The Greek ‘odyssey’ is the latest proof that the solution to the debt crises of the euro zone’s member countries cannot be left to negotiations between heads of state in nations where different political agendas, mentalities and various issues—even worthy of consideration—clash, and do not have much to do with solving the problem in question.
Despite the progress made, for instance, when it comes to the creation of the European stability mechanism, the so-called “state-saving fund,” it would be appropriate for those in Europe to look beyond the Atlantic Ocean for a few lessons on state debt management. From 1937 on, the United States has regulated the financial crises of its states, or “sub-sovereign” entities, as well as municipalities of various sizes, with the chapter 9 bankruptcy code.
The conditions to benefit from the consequent procedures are: 1. Being a sub-sovereign entity (from a monetary and financial point of view, countries in the euro zone, de facto, are forming, according to the American logic, “a larger sovereign organization.”); 2. Being in a situation close to bankruptcy; 3. Negotiating in good faith with creditors and reaching an agreement with the majority thereof; 4. Committing to implement an adjustment program in order to honor the debt.
The experience in the United States is generally positive: since it was introduced, almost 700 entities have benefitted from chapter 9, managing in 90 percent of cases, to avert bankruptcy.
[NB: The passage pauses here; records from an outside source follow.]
PR #671, opened 2026-08-06
feat(context-loader): make the execute-skill switch a real kill switch, not a tools/list filter

sh00tg0a1:
## The problem

`MCP_EXECUTE_SKILL_ENABLED` (added in #659) only gated the MCP tool surface. With it off:

- `tools/list` and `GET /mcp/info` omit `execute_skill` — correct
- `POST /api/agent-retrieval/{v1,in/v1}/kn/execute_skill` stayed registered and callable
- the toolbox `.adp` entry pointing at that route was registered unconditionally

The documentation describes this as "the one command-execution channel on the tool surface". With REST still open that sentence was false, and someone reading it to decide whether to enable the feature would misjudge the exposure. Authorization is still enforced per account by the execution factory (`execute` / `public_access`), so this was never an open door — but it was not the single gate the docs claimed.

## The change

The switch now gates route registration too. Turned off, `/kn/execute_skill` is a 404 rather than a registered handler that refuses: "this deployment has no skill-execution capability" holds at the routing table, not only in the tool catalogue.

The decision moved into `knskills.ExecuteEnabled`, so the MCP assembly, the `/mcp/info` catalogue and both routers read one source instead of three copies of the same condition.

## Naming

`MCP_EXECUTE_SKILL_ENABLED` was accurate while the switch was MCP-only; it is not now. Renamed to `EXECUTE_SKILL_ENABLED`, chart key `mcp.executeSkillEnabled` → `skill.executeEnabled`.

The old variable name is still accepted. A deployment that already set it must not silently lose a capability it had switched on — that is the failure this fallback exists to prevent, and `TestExecuteEnabledAcceptsLegacyEnvName` pins it.

## Tests

- `TestExecuteSkillRouteFollowsTheSwitch` — the route is absent when off, present when on
- `TestExecuteEnabledAcceptsLegacyEnvName` — the legacy variable still enables the feature
- `TestExecuteSkillOnlyAppearsWhenEnabled` (existing) — unchanged behaviour on the MCP side, now reading the shared decision

## Notes

The `.adp` toolbox entry is left as it is. It was raised as a third bypass, but that import path is on its way out, so pruning entries at generation time would be work spent on a mechanism being retired. Worth noting for whoever removes it: with the switch off, the toolbox entry now points at a 404.

Docs updated in `docs/api/context-loader/{mcp,skill}.yaml` and `schemas/README.md`: the switch is described as a kill switch covering both surfaces, and the REST endpoint no longer claims to be unaffected by it.


sh00tg0a1:
@claude review

PR #676, opened 2026-08-06
refactor(context-loader): stop auto-registering the built-in toolset into the execution factory

sh00tg0a1:
## Background

Context Loader's tools existed in two places: the MCP surface (16 core tools + 2 lifecycle tools, assembled in `driveradapters/mcp/assemble.go`) and a toolbox in the execution factory (two `.adp` packages upserted at startup). Two schemas for one set of tools — change one and they drift.

This PR removes the execution-factory registration.

## What changed

Startup registration removed:

- `server/bootstrap/` — `ToolDependencySync`, its tests, and the two embedded `.adp` packages
  - `context_loader_toolset.adp` — box "contextloader工具集", 16 tools
  - `execution_factory_tools.adp` — box "执行工厂工具集", 1 tool (`get_operator_schema`)
- `server/app/app.go` — the `go bootstrap.NewToolDependencySync().Start(...)` goroutine
- `drivenadapters/operator_integration.go` — `SyncToolDependencyPackage`, the multipart builder, and the `/internal-v1/impex/intcomp/import/toolbox` constant
- `interfaces` — `SyncToolDependencyPackageRequest` and the interface method (mock regenerated with `mockgen`)
- `config.go`, `agent-retrieval.yaml`, helm `values.yaml` + `configmap.yaml` — the `tool_dependency_sync` block

Docs updated to match the behaviour change:

- `help/{zh,en}/quick-start.md`, `help/{zh,en}/install.md` — no longer claim the toolbox is auto-imported at startup; point at `openbkn context info` instead
- `README.md`, `README.zh.md`, `deploy/README.md`, `deploy/README.zh.md`, `deploy/scripts/lib/onboard_apply_config.py`, `deploy/scripts/lib/onboard_report.sh`, `deploy/scripts/services/openbkn.sh` — same correction to the install-time wording. Also dropped `--skip-context-loader` from the four READMEs; that flag has no implementation in `deploy/onboard.sh` and was already a dead reference before this PR
- `docs/api/execution-factory/toolbox.yaml` — the list-response sample used the real built-in toolbox; replaced with a generic one (including its UUID)

## Not affected

- **The MCP surface.** Tools are assembled independently in `assemble.go`; `tools/list` still returns 16 core + 2 lifecycle tools.
- `GetToolDetail` and the MCP proxy calls into operator-integration stay — logical-property resolution still loads ToolBox tools.
- The `/impex/intcomp/import/toolbox` endpoint itself is untouched here; #678 removes it.

## One capability is deleted outright, not moved to MCP

`get_operator_schema` (the only tool in `execution_factory_tools.adp`, `GET /operator/market/{operator_id}` against operator-integration) has **no MCP equivalent** — a repo-wide grep finds it only in `docs/release` artifacts. Unlike the 16 Context Loader tools, this one is not "served over MCP instead"; it is removed. Calling it out so nobody later debugs its absence on the assumption that MCP covers it.

## Verification

- `go build ./...`, `go vet ./server/...`, `go test ./server/...` all pass
- `helm template` renders
- `gofmt` clean on every file this PR touches (three files in the repo were already unformatted at HEAD and are not touched here)

## Known impact

On environments that already ran an older build, the three built-in toolboxes stay in the execution factory's database — deleting the code does not remove existing rows. No cleanup script ships with this PR (deliberate).


sh00tg0a1:
## Response to review

### Blocker — confirmed, and it invalidates a premise of this PR

> Deleting the startup upsert leaves nothing registering the contextloader toolbox, and bkn-agent loads platform built-in tools only from the execution factory toolbox by `box_id`.

Verified against source. This is correct and I was wrong to describe the change as "capabilities are served over MCP instead":

- `infra/bkn-agent/app/core/tools.py:24-25` — `_mcp_connections`' own docstring says `type=mcp` is for *explicit external* MCP endpoints and that "平台内置工具不走这里（统一从执行工厂 toolbox 装载，见 load_tools）".
- `_toolbox_tools` in the same file loads only explicit `type=toolbox` refs and states there is no implicit default box.

So the MCP surface covers external clients (Cursor, `openbkn` CLI) but **not** the platform's own agent runtime. On a fresh install, a platform Agent would have no way to mount `search_schema` / `query_object_instance` / `query_instance_subgraph`.

The second failure path checks out too: `adp/context-loader/agent-retrieval/docs/release/agent-recall-examples/context_loader_agent_example.json` binds six tools to `tool_box_id: e521d454-4a0b-4dc9-8a28-d0986de1cef9`, so importing it into a fresh environment would resolve to a missing box.

This PR is therefore **not ready to merge**. Resolving it is a design decision — give bkn-agent a path to Context Loader's MCP surface, keep registering the contextloader toolbox and drop only the other two boxes, or seed the toolbox from an install step instead of a startup loop. Holding until that is settled.

### Documentation leftovers — fixed

`README.md:89`, `README.zh.md:90`, `deploy/README.md:133`, `deploy/README.zh.md:131` and the matching string in `onboard_apply_config.py` all still claimed `onboard.sh` imports the Context Loader toolset. Corrected to match `help/{zh,en}/install.md`. Also dropped `--skip-context-loader` from those four READMEs — it has no implementation in `deploy/onboard.sh` and was already a dead reference.

### `toolbox.yaml` example UUID — fixed

The sample was renamed to a generic toolbox but kept `e521d454-…`, the real contextloader box id, in two places. Both replaced with a random UUID.

### `get_operator_schema` — agreed, now called out separately

Correct that it has no MCP counterpart and is a net capability removal rather than a move to MCP. The PR description now says so explicitly instead of folding it in with the 16 Context Loader tools.

### Frozen schema coupling — acknowledged, not addressed here

The point that the internal REST endpoints behind those toolbox entries lose their only structural tie to the toolbox schema once the sync is gone is a real maintenance hazard. Whether it needs a comment in the `index.go` files depends on how the blocker above is resolved, so I am not adding one yet.

### `quick-start` wording

Fair: "you will not find Context Loader's tools in `/tool-box/list`" only holds for fresh installs; upgraded environments keep the existing rows. Will fix along with whatever resolves the blocker.

sh00tg0a1:
Two things on this PR.

**The blocker is real and unchanged — it is waiting on #685, not on a code change here.** Removing the startup registration does leave platform agents with no path to the retrieval tools, because `bkn-agent` could only consume them as an execution-factory toolbox keyed by `box_id`. #685 builds the missing half: `bkn-agent` now reaches Context Loader over its MCP surface, with token passthrough, the lifecycle handshake, and per-turn conversation continuity. Once that lands, this PR's failure scenario no longer holds. Nothing to change on this branch for it.

**Merge conflict resolved.** `main` had modified `context_loader_toolset.adp`, which this branch deletes. Kept the deletion — that is the point of the change — and merged `main` in.

One correction worth recording against your analysis, since it narrows the resolution space further in the direction you were pointing: you noted the 16-tool payload now exists nowhere in the repo, so a "seed at install time" resolution would have to recover it from git history. That is right, and it is a reason *not* to go that way. Re-seeding would restore the second source of truth this PR exists to remove — the same 16 tools described once in `assemble.go` and once in a `.adp`, drifting apart on the next schema change. The MCP surface is the single description; #685 makes the platform's own runtime consume it rather than a copy.

Merge order stays: #685 and this PR together, then #678 after the new images are deployed — #678 deletes the `intcomp` endpoints these two stop calling.

PR #677, opened 2026-08-06
refactor(bkn-agent): stop auto-registering published agents into the execution factory

sh00tg0a1:
## Background

An agent is invoked through this service's own `POST /api/bkn-agent/v1/invoke/{agent_id}`. On top of that, every published agent was also upserted as a tool inside the execution factory's "bkn_agent内置agent" toolbox — one capability described in two places, kept in sync by an infinitely-retrying startup loop.

Same decision as #676: each capability is served by its own native interface; nothing registers a second copy into the execution factory.

## What changed

- Removed `app/bootstrap/` (`toolbox_sync.py` + `__init__.py`)
- Removed the startup sync `start_startup_sync()` from the `main.py` lifespan
- Removed the post-change resync `schedule_resync()`: three call sites in `routers/agents.py` (create / update / delete) and one in `routers/impex.py`
- Removed config `TOOLBOX_SYNC_ENABLED`, `TOOLBOX_SYNC_RETRY_INITIAL_S`, `TOOLBOX_SYNC_RETRY_MAX_S`, `SELF_BASE_URL`, plus the matching `BKN_AGENT_TOOLBOX_SYNC` / `BKN_AGENT_SELF_BASE_URL` env vars and `runtime.toolboxSync` / `runtime.selfBaseUrl` chart values
- Tests: deleted `test_toolbox_sync.py`; removed the resync stubs and assertions from `test_impex.py`, `test_review_fixes.py`, `test_review_fixes2.py`
- Rewrote the README's "算子工厂注册" section

`OPERATOR_INTEGRATION_BASE` stays — the built-in `read_skill_file` tool and the skill surface still use it.

## Not affected

**Agent-as-tool still works.** It goes through `tool_refs` with `type: agent` (`_agent_tool` in `app/core/tools.py`) and never touched the execution factory. What this PR removes is only the path that made a published agent visible to *other* consumers of the factory's toolbox catalog.

## Deployment impact

`runtime.toolboxSync` was already `"false"` in the chart, so this sync was effectively off in the current deployment configuration; this PR deletes the code as well. The "bkn_agent内置agent" box remains in the factory database on existing environments — no cleanup script ships with this PR (deliberate).

## Verification

- `pytest`: 144 passed
- `helm lint` and `helm template` both pass


sh00tg0a1:
## Response to review

All five follow-ups were verified and acted on. `pytest` is now 148 passed (was 144).

### Lost `/invoke` coverage — confirmed and restored

The finding is correct and this was a real regression I introduced. `test_toolbox_sync.py` held four tests that had nothing to do with toolbox sync — `test_invoke_requires_identity`, `test_invoke_draft_agent_hidden`, `test_invoke_waits_for_terminal_state`, `test_agent_name_charset_enforced_at_api` — and deleting the whole file took them with it. Since `/invoke` is now the agent's only external calling surface, that left it with no behavioural test at all, and `test_contract.py` only compares `app.openapi()` against the frozen spec structurally, so it cannot cover the gap.

Moved all four into a new `app/test/test_invoke.py`, keeping the assertions intact: 401 without identity headers, draft agent answering 404 identically to a nonexistent one (no existence leak), synchronous wait to terminal state including the `session.expire_all()` constraint, and the name-charset rejection.

### Stale `/invoke` descriptions — fixed, spec re-exported

All four call it a "算子工厂 toolbox 回调": `README.md:33`, the `tasks.py` docstring, the `models.py` `InvokeRequest` docstring, and both places in the frozen `docs/api/bkn-agent/bkn-agent.yaml` derived from them. Rewrote the first three and re-ran `scripts/export_openapi.py`; `test_contract.py` passes, so implementation and spec are back in step.

### `models.py` name-pattern comment — fixed

Agreed the rationale no longer holds. The comment now says the charset is bkn-agent's own convention rather than an alignment with the factory's validator. Kept the pattern itself unchanged — relaxing it is a behaviour change that needs its own assessment of existing agents and import/export, not a drive-by in this PR.

Also removed the third reason in `AgentOut`'s "no revalidation on read" comment, which cited the startup-sync retry loop that no longer exists.

### `dao.list_published_agents` — removed

Confirmed dead: `toolbox_sync.sync_once` was its only caller.

### Out-of-repo values overrides

Noted. `runtime.toolboxSync` and `runtime.selfBaseUrl` will be silently ignored rather than failing an upgrade, since the chart has no `values.schema.json`. Anyone maintaining a deployment repo with overrides should drop those two keys — flagging it here since this repo cannot.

In this sense, the norm shows some important features: it preserves the power of the initiative of the sub-sovereign entity under stress while formulating an adjustment program granting ownership and feasibility in its subsequent implementation. Once validated by the judicial, it bounds non-cooperating creditors to conform to the plan, (in the restructuring of the Greek debt, instead, the non cooperating creditors of the titles issued in London were fully repaid).
It creates, for the sub-sovereign debtor and its creditors, a “locus super partes” (a neutral place) to discuss and hopefully reach a cooperative solution; it provides stakeholders, as well as the labor unions, with the right of being consulted about the restructuring plans (normally completely excluded from negotiations); finally it allows the debtor to activate the procedures in the initial phases of the financial stress so as to contain the consequences of the debacle in the interest of citizens and creditors and avert the economic and social disaster of bankruptcy.
As an additional confirmation of its usefulness, the Obama administration and Congress are thinking of extending the application of chapter 9 to Puerto Rico, which having an ambiguous judicial nature (it is territory but not a municipality), has invoked the application of the chapter in question to face the serious financial crisis that hit it.
We believe that the principles inspiring chapter 9 legislation could be usefully applied to the management of the debt crises in the euro zone (starting with Greece) to contain the meta-financial issues that guided the negotiations generating adverse political consequences—similar to those that brought Syriza to power in Greece and that, in the near future, can push the electoral success of political party Podemos in Spain, Marine Le Pen in France and The North League and Five Star movement in Italy.
The first step to take is acknowledging the fact that member countries in the euro zone are part of a Union that is sovereign, in line with the intentions of the proponents of the euro and the proposal reiterated just the other day by French President François Hollande.
In fact, the political involvement is already underway when the debt of a member enters a crisis due to imprudent policies or assessment of the international financial market, determining the loss of fiscal sovereignty of the country in question. The euro zone is the sovereign entity and the member states are the sub-sovereign ones, just like the municipalities in the United States. From a procedural point of view, we should identify a mediator—a high level personality to whom to hand the task of leading the process and, in so doing, taking it away from the national politics of European countries.
From a procedural point of view, we should identify a mediator—a high level personality to whom to hand the task of leading the process and, in so doing, taking it away from the national politics of European countries.
Thanks to this legislation, the United States has managed to face hundreds of cases of financial demise and insolvency produced by the financial crisis of 2008, containing their devastating consequences and preventing a possible domino effects on other sovereign and sub-sovereign entities in the federation.
This is exactly what Europe did not manage to avoid. Our hope is that, finally, minds in Europe will open up and adopt the principles of such legislation.